Lines from the one containing "Fix abi parsing" through the final line of the records are the only ones to copy, and each must match exactly.

┄┄┄┄┄┄┄┄┄┄

PR #216, opened 2020-06-26
Fix abi parsing

rmulhol:
iterating through: `for _, contractName := range contractNames[:1]` means we only ever look at the first passed ABI. Fixing that led to failures where formatting differed, so we're now parsing the ABI before comparison. This required a custom function to do the comparison since equality comparisons aren't implemented on `abi.ABI`. Decided to panic if that fails so that we can see the error message (didn't happen with the old `log.Fatal` approach if the test suite was redirecting the logs to `ioutil.Discard`).

### DIFF
--- a/transformers/shared/constants/external.go
+++ b/transformers/shared/constants/external.go
@@ -20,7 +20,9 @@ import (
 	"fmt"
 	"math"
 
-	log "github.com/sirupsen/logrus"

┄┄┄┄┄┄┄┄┄┄

# WRITTEN ANSWER
Fix abi parsing

rmulhol:
iterating through: `for _, contractName := range contractNames[:1]` means we only ever look at the first passed ABI. Fixing that led to failures where formatting differed, so we're now parsing the ABI before comparison. This required a custom function to do the comparison since equality comparisons aren't implemented on `abi.ABI`. Decided to panic if that fails so that we can see the error message (didn't happen with the old `log.Fatal` approach if the test suite was redirecting the logs to `ioutil.Discard`).

### DIFF
--- a/transformers/shared/constants/external.go
+++ b/transformers/shared/constants/external.go
@@ -20,7 +20,9 @@ import (
 	"fmt"
 	"math"
 
-	log "github.com/sirupsen/logrus"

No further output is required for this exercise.